## What is required
Take each line of the entries below that contains "your" and copy it.

## Records
--------------------
PR #6910, opened 2025-11-05
WIP: add windows arm support to build matrix using native windows arm

hessenfarmer:
### Type of Change
new Architecture / OS support

### New Behavior
Windows Os on arm architecture is natively supported. 

### How it Works
try to compile Widelands natively in an Windows 11 Arm environment

### Possible Regressions
build process


hessenfarmer:
We need to find out why tinygettext is not compiling here correctly. Unfortunately this is too complicated using the CI, so I close this for now.

PR #6929, opened 2025-12-14
Fix Russian translate.

veffhz:
### Type of Change
Translate…

In Russian language this word is wrong - "**рарушении**".
And reads more harmoniously " в развитии, а не в разрушении".

### Screenshots

image


hessenfarmer:
Thanks for the input,
but transalations should be fixed by using our internalization tool Transifex.   
see https://www.widelands.org/wiki/TranslatingWidelands/      
otherwise the translations will be overwritten by our translationsbot.

PR #6941, opened 2025-12-22
Do not disable network-irrelevant add-ons in multiplayer client

### LINKED ISSUE #6940: add-on not available in multiplayer, probably if i am not hosting
[frankystone](https://codeberg.org/frankystone)*[Mirrored from Codeberg](https://codeberg.org/wl/widelands/issues/5300)*
*Created on Mon Dec 22 00:40:43 CET 2025 by [**frankystone**](https://codeberg.org/frankystone)*

---

More a question than an issue:

Today i played again with <@>hessenfarmer and <@>janus, hessenfarmer hosted the game. Although i had the add-on "Where are my heroes" enabled the button for add-ons wasn't available for me.

If i start a lan game with some ai players, the button is available, i guess because i am the host. In a game with <@>janus which i hosted, the add-on button was available.

Is this intended? This might gives the hoster in multiplayer some advantage because he can use an add-on while the other players don't.

bunnybot:
[Nordfriese](https://codeberg.org/Nordfriese)*[Mirrored from Codeberg](https://codeberg.org/wl/widelands/pulls/5301)*
*Created on Mon Dec 22 10:55:30 CET 2025 by [**Benedikt Straub (Nordfriese)**](https://codeberg.org/Nordfriese)*

---

### Type of Change
Bugfix

### Issue(s) Closed
Fixes #6940

### To Reproduce
1. Start a multiplayer game where a client has some plugins enabled (e.g. where are my heroes, UI inspector, etc)
2. Plugins are not loaded

### New Behavior
The game client disables all add-ons and receives the list of add-ons to enable from the host.
The host already excluded non-network-relevant add-ons (i.e. there is no reason why you should be forced to use e.g. the host's Theme add-on).
Now the client also excludes non-network-relevant add-ons from the checks and keeps them enabled.

### Possible Regressions
Add-on mismatches in multiplayer games


hessenfarmer:
ok after some thought I see the following solutions:
1. just send a message about the enabled addons and that using any addon might be unfair so 2 players need to agree about using them or not. 
2. enhance this by hashing the "official" addons from the server, and distribute the hash with the networkl game. So players could agree to use only officail addons.      
3. disable all addons and distribute and enable all addons from the hosts to the clients.
4. keep the current implementation and discard the PR 
5. use the PR without any modification

I would prefer 2.
1. and 5. are to much prone to discussions about cheating.
3. might imply security issues. 
4. has the same issue as 1 without being detectable.

hessenfarmer:
While typing an answer I realized that my original idea with hashing is still not proof to prevent cheating. So I agree to what we did realize meanwhile on a couple of occassions: It is impossible to prevent well crafted cheating in this game.   
so I am happy with option 1 here as well

hessenfarmer (approved):
code LGTM.
tested and working
@bunnybot update merge

PR #6950, opened 2025-12-28
Set MacOS builds deployment target to 11.0

SirVer:
### Type of Change
Bugfix

### Issue(s) Closed

build_app.sh contained a small logic bug: The problem was that when building on newer macOS runners (15.x), the script was incorrectly setting the deployment target to match the runner's OS version instead of keeping it at the intended minimum version.

If the bug/feature does not appear on the issue tracker: a clear and concise description of what your change does *and why it is desirable*.

### To Reproduce / Before

- Script set deployment target to 12.3
- When macOS 12.3 SDK wasn't found on GitHub Actions runners, it reset deployment target to current OS version (15.x)
- Result: binaries required macOS 15.7+

### New Behavior

- Deployment target is set to 11.0 and stays at 11.0
- Even when using a macOS 15 SDK (because that's what's available), the deployment target remains 11.0
- Result: binaries will work on macOS 11.0 and newer

This is replicating the manual fix that worked for me, i.e.  `vtool -set-build-version macos 11.0 15.5`. This changes the deployment target to 11.0, while keeping the SDK at 15.5.

### Possible Regressions / Side Effects

- DMG filenames will now include "11.0" instead of "12.3" (since we are using `widelands_${OSX_MIN_VERSION}_${WLVERSION}.dmg`)
- Binaries will be compatible with macOS 11.0 Big Sur and newer (released in 2020)


SirVer:
Since we care about the changes on GitHub, I could not test this locally. We have to see if building the artifacts works and if it indeed improves the situation.

SirVer:
Downloading the created assets from the builds, then "unquarantiying" them using `xattr -d com.apple.quarantine Widelands.app` as described on https://www.widelands.org/wiki/Download/ worked for me; so I think the fix works and should be merged.

bunnybot (commented):
[Nordfriese](https://codeberg.org/Nordfriese)*[Mirrored from Codeberg](https://codeberg.org/wl/widelands/pulls/5310#issuecomment-9362498)*
*On Tue Dec 30 12:19:42 CET 2025, [**Benedikt Straub (Nordfriese)**](https://codeberg.org/Nordfriese) **approved** this pull request:*

<@>bunnybot merge force

SirVer:
That is my understanding, though I did only test in my system. Am 30.12.2025 um 12:31 schrieb bunnybot ***@***.***>:﻿
@bunnybot commented on this pull request.


Mirrored from Codeberg
On Tue Dec 30 12:19:42 CET 2025, Benedikt Straub (Nordfriese) approved this pull request:
<@>bunnybot merge force

PR #6955, opened 2025-12-30
Add Shift modifier to default shortcuts for showhide soldiers, buildings, workareas

bunnybot:
[Nordfriese](https://codeberg.org/Nordfriese)*[Mirrored from Codeberg](https://codeberg.org/wl/widelands/pulls/5315)*
*Created on Tue Dec 30 17:14:11 CET 2025 by [**Benedikt Straub (Nordfriese)**](https://codeberg.org/Nordfriese)*

---

### Type of Change
Accessibility tweak

### Issue(s) Closed
As mentioned in https://www.widelands.org/forum/topic/6403/

These shortcuts are rarely used and too easy to touch by accident.

### New Behavior
Added Shift to the default shortcuts.

This has no effect if your Widelands installation already uses customised shortcuts. So effectively only on clean new installs.

### Possible Regressions
Keyboard shortcuts


hessenfarmer:
especially with the chat in multiplayer I ran into the issue of accidentally invoking the legacy shortcuts quite often, due to wrong focus as @cb/tothxa mentioned, so we shold have a modifier for all of them imho

hessenfarmer:
ok I agree on Alt be better then shift.     
so having all of these shortcuts having an alt modifier might be the compromise, correct?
--------------------
## Task answer
If the bug/feature does not appear on the issue tracker: a clear and concise description of what your change does *and why it is desirable*.
This has no effect if your Widelands installation already uses customised shortcuts. So effectively only on clean new installs.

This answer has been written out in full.